===== EXERCISE MATERIALS =====

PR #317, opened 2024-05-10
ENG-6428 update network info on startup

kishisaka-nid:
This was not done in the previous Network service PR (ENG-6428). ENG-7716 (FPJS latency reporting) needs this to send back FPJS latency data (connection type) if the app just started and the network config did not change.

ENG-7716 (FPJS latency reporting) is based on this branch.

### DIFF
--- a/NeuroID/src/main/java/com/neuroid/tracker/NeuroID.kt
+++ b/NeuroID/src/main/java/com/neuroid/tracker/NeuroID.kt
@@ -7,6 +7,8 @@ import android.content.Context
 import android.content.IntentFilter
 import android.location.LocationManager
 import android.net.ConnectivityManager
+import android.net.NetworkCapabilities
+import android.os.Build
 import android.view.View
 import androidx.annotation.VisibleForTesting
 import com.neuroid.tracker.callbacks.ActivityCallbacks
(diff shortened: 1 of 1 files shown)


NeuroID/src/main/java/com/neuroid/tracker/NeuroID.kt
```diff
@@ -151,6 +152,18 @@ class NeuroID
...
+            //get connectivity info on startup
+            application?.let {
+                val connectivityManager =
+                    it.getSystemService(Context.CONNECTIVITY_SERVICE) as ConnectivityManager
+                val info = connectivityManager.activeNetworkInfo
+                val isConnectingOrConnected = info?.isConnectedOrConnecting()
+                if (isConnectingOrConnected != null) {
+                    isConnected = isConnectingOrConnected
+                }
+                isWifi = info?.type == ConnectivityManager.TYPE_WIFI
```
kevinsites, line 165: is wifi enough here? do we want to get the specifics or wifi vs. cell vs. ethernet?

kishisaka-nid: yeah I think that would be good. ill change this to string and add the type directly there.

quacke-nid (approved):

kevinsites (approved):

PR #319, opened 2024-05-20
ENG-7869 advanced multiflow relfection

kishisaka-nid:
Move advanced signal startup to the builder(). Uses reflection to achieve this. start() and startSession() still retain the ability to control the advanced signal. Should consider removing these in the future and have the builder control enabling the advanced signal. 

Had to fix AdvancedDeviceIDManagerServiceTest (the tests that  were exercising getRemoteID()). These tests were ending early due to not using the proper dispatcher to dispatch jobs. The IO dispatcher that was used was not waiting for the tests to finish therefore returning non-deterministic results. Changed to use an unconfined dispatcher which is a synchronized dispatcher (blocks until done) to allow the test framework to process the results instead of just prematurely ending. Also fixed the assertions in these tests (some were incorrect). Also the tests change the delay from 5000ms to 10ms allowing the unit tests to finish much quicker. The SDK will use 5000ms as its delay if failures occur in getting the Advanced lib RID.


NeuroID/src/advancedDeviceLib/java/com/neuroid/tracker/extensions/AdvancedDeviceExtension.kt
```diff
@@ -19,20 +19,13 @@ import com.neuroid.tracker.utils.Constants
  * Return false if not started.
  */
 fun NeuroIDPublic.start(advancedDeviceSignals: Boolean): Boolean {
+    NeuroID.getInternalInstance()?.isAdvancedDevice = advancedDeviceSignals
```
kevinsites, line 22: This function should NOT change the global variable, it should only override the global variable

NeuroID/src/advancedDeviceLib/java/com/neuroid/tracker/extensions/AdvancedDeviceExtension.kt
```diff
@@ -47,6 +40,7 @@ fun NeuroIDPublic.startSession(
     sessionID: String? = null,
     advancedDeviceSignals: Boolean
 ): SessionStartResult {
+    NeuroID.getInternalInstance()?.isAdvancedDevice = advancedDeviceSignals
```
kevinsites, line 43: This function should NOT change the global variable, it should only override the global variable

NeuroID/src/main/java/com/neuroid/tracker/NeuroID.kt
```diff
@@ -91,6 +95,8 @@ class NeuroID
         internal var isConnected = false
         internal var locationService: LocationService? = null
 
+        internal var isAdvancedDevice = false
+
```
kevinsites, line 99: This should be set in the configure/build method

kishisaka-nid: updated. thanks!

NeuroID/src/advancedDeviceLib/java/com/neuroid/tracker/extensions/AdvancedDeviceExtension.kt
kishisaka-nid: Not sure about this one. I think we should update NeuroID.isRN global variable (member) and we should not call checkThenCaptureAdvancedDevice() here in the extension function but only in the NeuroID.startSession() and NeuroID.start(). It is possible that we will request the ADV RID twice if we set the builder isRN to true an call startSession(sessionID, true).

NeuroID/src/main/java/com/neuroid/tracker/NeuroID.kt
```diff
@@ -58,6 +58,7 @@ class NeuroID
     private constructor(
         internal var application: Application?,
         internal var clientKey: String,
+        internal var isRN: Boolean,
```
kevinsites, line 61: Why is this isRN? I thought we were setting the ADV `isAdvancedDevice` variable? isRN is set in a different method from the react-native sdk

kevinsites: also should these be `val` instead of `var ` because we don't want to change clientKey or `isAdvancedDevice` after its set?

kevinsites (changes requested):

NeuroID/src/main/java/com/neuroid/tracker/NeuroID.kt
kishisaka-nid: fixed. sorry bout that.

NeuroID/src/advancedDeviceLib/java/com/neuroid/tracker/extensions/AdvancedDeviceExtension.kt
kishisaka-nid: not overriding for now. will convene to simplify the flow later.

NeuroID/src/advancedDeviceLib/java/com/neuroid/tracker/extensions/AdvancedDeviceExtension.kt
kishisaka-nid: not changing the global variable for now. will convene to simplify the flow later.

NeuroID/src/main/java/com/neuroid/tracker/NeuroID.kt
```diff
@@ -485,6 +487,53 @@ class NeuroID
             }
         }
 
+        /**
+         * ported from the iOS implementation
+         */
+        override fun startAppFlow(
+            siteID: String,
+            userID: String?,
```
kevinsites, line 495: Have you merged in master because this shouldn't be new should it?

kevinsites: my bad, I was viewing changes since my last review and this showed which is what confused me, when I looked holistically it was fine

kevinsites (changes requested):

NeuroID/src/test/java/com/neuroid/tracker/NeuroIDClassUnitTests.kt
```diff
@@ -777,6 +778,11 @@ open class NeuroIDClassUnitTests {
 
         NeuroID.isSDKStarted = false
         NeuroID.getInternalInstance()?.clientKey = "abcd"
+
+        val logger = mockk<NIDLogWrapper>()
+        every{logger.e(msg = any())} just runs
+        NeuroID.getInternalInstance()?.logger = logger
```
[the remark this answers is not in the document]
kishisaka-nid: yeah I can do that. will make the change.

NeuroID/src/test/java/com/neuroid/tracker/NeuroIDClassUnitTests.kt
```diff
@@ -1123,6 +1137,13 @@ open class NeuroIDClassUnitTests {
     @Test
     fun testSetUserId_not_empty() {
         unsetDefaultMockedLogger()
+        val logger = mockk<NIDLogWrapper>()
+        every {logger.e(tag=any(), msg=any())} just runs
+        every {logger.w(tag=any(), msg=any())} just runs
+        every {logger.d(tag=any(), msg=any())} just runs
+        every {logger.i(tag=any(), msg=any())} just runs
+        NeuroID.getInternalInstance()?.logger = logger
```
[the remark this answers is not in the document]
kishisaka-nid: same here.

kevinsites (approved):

=====

WHAT YOU NEED TO DO ->
Look for the string "sessionID" in the records, and copy every line where it is found.

TASK SOLUTION ->
     sessionID: String? = null,
kishisaka-nid: Not sure about this one. I think we should update NeuroID.isRN global variable (member) and we should not call checkThenCaptureAdvancedDevice() here in the extension function but only in the NeuroID.startSession() and NeuroID.start(). It is possible that we will request the ADV RID twice if we set the builder isRN to true an call startSession(sessionID, true).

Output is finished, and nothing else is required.